Jules Verne, utopique et archaïque
Conférence prononcée le 3 novembre 2016, à l'Ecole Normale Supérieure, dans le cadre du séminaire "Jules Verne et les récits des autres mondes" (responsable : Elsa Courant)
Dans ses écrits sur Paris au XIXe siècle (Paris capitale du XIXe siècle, 2009, Editions du CERF), Walter Benjamin considère que l’une des caractéristiques de la période réside dans la tension croissante entre les nouvelles techniques, qui se sont imposées avec la révolution industrielle, et une société qui demeure archaïque par bien des aspects et est inadaptée à cet ordre nouveau. Il s’ensuit, d’une part, que la technique s’émancipe de l’art, et, d’autre part, que l’art entoure d’illusions nostalgiques la représentation de la technique, et du nouvel ordre social qui lui est associé.

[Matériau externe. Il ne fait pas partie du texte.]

PR #828, opened 2024-11-04
Return nil ProjectUpdate on no bucket

lionello:
To match the AWS behavior, if no bucket is found we return a `nil` `ProjectUpdate` pointer.

### DIFF
--- a/src/pkg/cli/client/byoc/do/byoc.go
+++ b/src/pkg/cli/client/byoc/do/byoc.go
@@ -116,6 +116,7 @@ func (b *ByocDo) getProjectUpdate(ctx context.Context) (*defangv1.ProjectUpdate,
 	}
 
 	if bucketName == "" {
+		// bucket is not created yet; return empty update in that case
 		return nil, nil // no services yet
 	}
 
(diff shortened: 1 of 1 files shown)


jordanstephens (changes requested):
I don't know, I think it's better to fail loudly here. I think it indicates a system design flaw. (Or the user deleted a bucket manually). We should return an error.

lionello:
> I don't know, I think it's better to fail loudly here. I think it indicates a system design flaw. (Or the user deleted a bucket manually). We should return an error.

@jordanstephens  To me it's the equivalent of https://github.com/DefangLabs/defang/blob/0fa1d166cfe27317a58c792e59f9a2ecc5ccc0b4/src/pkg/cli/client/byoc/aws/byoc.go#L506

jordanstephens (approved):

src/pkg/cli/client/byoc/do/byoc.go
```diff
@@ -116,7 +116,7 @@ func (b *ByocDo) getProjectUpdate(ctx context.Context) (*defangv1.ProjectUpdate,
 	}
 
 	if bucketName == "" {
-		return nil, errors.New("no bucket found")
+		return nil, nil // no services yet
```
lionello, line 119:
```suggestion
		// bucket is not created yet; return empty update in that case
		return nil, nil // no services yet
```

PR #831, opened 2024-11-04
update compose-go to 2.4.3

nullfunc:
Update compose-go 2.4.3

### DIFF
--- a/src/pkg/cli/compose/loader.go
+++ b/src/pkg/cli/compose/loader.go
@@ -12,6 +12,7 @@ import (
 	"github.com/DefangLabs/defang/src/pkg/types"
 	"github.com/compose-spec/compose-go/v2/cli"
 	"github.com/compose-spec/compose-go/v2/errdefs"
+	"github.com/compose-spec/compose-go/v2/interpolation"
 	"github.com/compose-spec/compose-go/v2/loader"
 	"github.com/compose-spec/compose-go/v2/template"
 	composeTypes "github.com/compose-spec/compose-go/v2/types"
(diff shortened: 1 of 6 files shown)


src/pkg/cli/compose/loader.go
```diff
@@ -86,6 +90,19 @@ func (c Loader) LoadProject(ctx context.Context) (*Project, error) {
...
+
+	// load second time with the interpolation config now populated with env variables
+	project, err = projOpts.LoadProject(ctx)
+	if err != nil {
+		if errors.Is(err, errdefs.ErrNotFound) {
+			return nil, types.ErrComposeFileNotFound
+		}
+
+		return nil, err
+	}
```
nullfunc, line 104: So we are loading twice, the first to get the environment mapping. The environment mapping is used in the custom substitute function.

src/tests/interpolate/compose.yaml.warnings
```diff
@@ -1,4 +1,6 @@
  ! Environment variable "NODE_ENV" is not used; add it to `.env` if needed
+ ! Environment variable "NODE_ENV" is not used; add it to `.env` if needed
+ ! Environment variable "NODE_ENV" is not used; add it to `.env` or it may be resolved from config during deployment
```
nullfunc, line 3: updates to warnings due to loadProject() being called twice.

src/pkg/cli/compose/loader.go
```diff
@@ -120,6 +137,9 @@ func (c *Loader) newProjectOptions() (*cli.ProjectOptions, error) {
 		cli.WithDiscardEnvFile,
 		cli.WithConsistency(false), // TODO: check fails if secrets are used but top-level 'secrets:' is missing
 		cli.WithLoadOptions(func(o *loader.Options) {
+			o.Interpolate = &interpolation.Options{}
+			o.Interpolate.LookupValue = interpolationConfig.LookupEnv
+
```
nullfunc, line 142: Previous sdk (2.1.4), **_o.interpolate_** was already populated as was the LookupValue which had environment variables already loaded. Because we do not have access to the environment variables we need to get it from after the project loads. We then call loadProject() again with the new environment variables loaded into the struct which has LookupEnv() for our custom substitution.

nullfunc:
Withdrawing PR, better option to create a PR against compose-go repo.

PR #834, opened 2024-11-06
Ignore redis/postgres in playground

lionello:


jordanstephens (approved):

src/pkg/cli/connect.go
```diff
@@ -71,6 +71,7 @@ func NewClient(ctx context.Context, cluster string, providerID client.ProviderID
 	if resp != nil && string(tenantId) != resp.Tenant {
 		term.Debugf("Overriding locally cached TenantID %q with server provided value %q", tenantId, resp.Tenant)
 		tenantId = types.TenantID(resp.Tenant)
+		grpcClient.TenantID = tenantId
```
jordanstephens, line 74: This kinda slipped in here. Can you describe this change in the description?

edwardrf: I think this is a fix for a unrelated bug, we should always replace the cached tenantID in the client with the remote value.

edwardrf (approved):
LGTM

PR #1, opened 2019-05-07
README

joshtemple:
Wrote an initial draft of the README with motivation and a short description. This probably isn't a 1:1 with the abstract, but it's a start on the problem statement and initial design.


DylanBaker:
@joshtemple This looks good to me. Do you want to merge as-is and then we can add to it?

PR #4, opened 2019-05-24
Join 2019 Submission

DylanBaker:
Thought it might be easier to edit a file so moved [this issue](https://github.com/dbanalyticsco/Fonz/issues/3) across to this PR. 

(It's possible there is a way to convert the issue directly? I'm not super familiar with the workflow.)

L’objet de cette communication sera de montrer que ces « illusions nostalgiques » se traduisent, chez Jules Verne, (i) par des procédés narratifs et descriptifs qui s’inspirent en partie du discours utopique, qu’il soit littéraire, politique, ou philosophique ; et (ii) par des choix lexicaux qui renvoient à des genres traditionnellement associés à un passé rêvé et merveilleux, comme les contes folkloriques, ou les « féeries » des théâtres populaires. Cette orientation de son écriture est particulièrement sensible dans les récits de voyage qui décrivent des mondes plus ou moins imaginaires ; mais je serai amené à montrer qu’elle contamine aussi les aventures plus sérieusement documentées, même si c’est à un moindre degré.
Je souhaite ainsi suggérer que, malgré l’intérêt et la fascination de Verne pour les sciences de son temps, son écriture n’en reflète pas moins la nostalgie d’un monde où la technique ne se serait pas émancipée de l’emprise de l’art ; et que l’écriture d’une œuvre articulant science et littérature a peut-être été pour lui un moyen de résoudre en partie cette tension.